**TASK DIRECTIONS:**
For this exercise, please find the lines in the entries that include the word "unit" and copy them.

+++ ENTRIES SUPPLIED +++

PR #438, opened 2019-07-08
Update pathInPayLoad for MISSING_REQUIRED_PROPERTIES and OBJECT_ADDITONAL_PROPERTIES

lirenhe:
- Add additional check for  MISSING_REQUIRED_PROPERTIES and for OBJECT_ADDITONAL_PROPERTIES so pathInPayLoad should point to the property.
- Update unit test for LiveValidation for this change
- Fix the load problem of single file in unit tests.


lib/validators/liveValidator.ts
```diff
@@ -372,11 +372,20 @@ export class LiveValidator {
...
+        err.params.map((param: any) => err.path.concat(`/${param}`)).concat(err.similarPaths || []) : []
+    }
+    else{
+      pathsInPayload = err.path ? [err.path, ...(err.similarPaths || [])] : [];
+    }
+
     return {
       code: err.code || "INTERNAL_ERROR",
       message: err.message || "",
       jsonPathsInPayload: err.jsonPath ? [err.jsonPath, ...(err.similarJsonPaths || [])] : [],
```
ericwill-msft: I think we need to make sure jsonPathsInPayload is updated as well

lib/validators/liveValidator.ts
```diff
@@ -372,11 +372,20 @@ export class LiveValidator {
     }
   }
   private toLiveValidationIssue(err: { [index: string]: any; url: string }): LiveValidationIssue {
+    let pathsInPayload = [];
+    if(err.code === "OBJECT_MISSING_REQUIRED_PROPERTY" || err.code === 'OBJECT_ADDITIONAL_PROPERTIES'){
+      pathsInPayload = err.path ? 
+        err.params.map((param: any) => err.path.concat(`/${param}`)).concat(err.similarPaths || []) : []
```
ericwill-msft: Do we need to update similarPaths as well?

lib/validators/liveValidator.ts
```diff
@@ -372,11 +372,20 @@ export class LiveValidator {
     }
   }
   private toLiveValidationIssue(err: { [index: string]: any; url: string }): LiveValidationIssue {
```
vladbarosan: these errors can happen also in model validation, i would suggest is to apply this for that also

vladbarosan: we might be able to centralize that when the error is created in Sway

lirenhe: I checked the code and the path is built from the error and its inner error recursively.
So I don't think modifying path could be done easily in Sway without regression. It is much safer to handle it on the top level.

vladbarosan: yes, as we checked yesterday did you try centralizing it in `setPathProperties` properties. that way we we minimize the changes and they will apply to model validation/ semantic validation and jsonpath and jsonpointer

test/__snapshots__/liveValidatorTests.ts.snap
```diff
@@ -608,14 +608,14 @@ Object {
         "documentationUrl": "",
         "inner": undefined,
         "jsonPathsInPayload": Array [
-          "$.properties.groups[0]",
+          "$.properties.groups[0].displayName",
```
vladbarosan: actually looking here it seems we are missing examples for multiple similar paths.

can we add for example at https://github.com/Azure/oav/blob/master/test/liveValidation/payloads/objectAdditionalProperties_input.json#L46 another array entry ( can be a copy paste of the existing one ).
Then in the snapshots for that error we should get 2 paths.

vladbarosan:
looks mostly good, also @lirenhe can we bump the minor version ( not just the patch version) since this is a breaking change. Also please update the changelog.

regression/__snapshots__/validateExamplesRegression_latestOnly.test.ts.snap
```diff
@@ -1506,19 +1506,6 @@ Array [
     "severity": 0,
     "source": "response",
   },
-  Object {
```
lirenhe: no sure why this part is removed from the snapshot. Any idea?

vladbarosan: i think it is because you are bringing an updated version of sway which contains a bug fix from Ray. So it should be fine.

vladbarosan:
@lirenhe  looks good, only thing is, please bump the minor version instead of the patch version as this is technically a breaking change.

+++

**SOLUTION TO THE EXERCISE:**
- Update unit test for LiveValidation for this change
- Fix the load problem of single file in unit tests.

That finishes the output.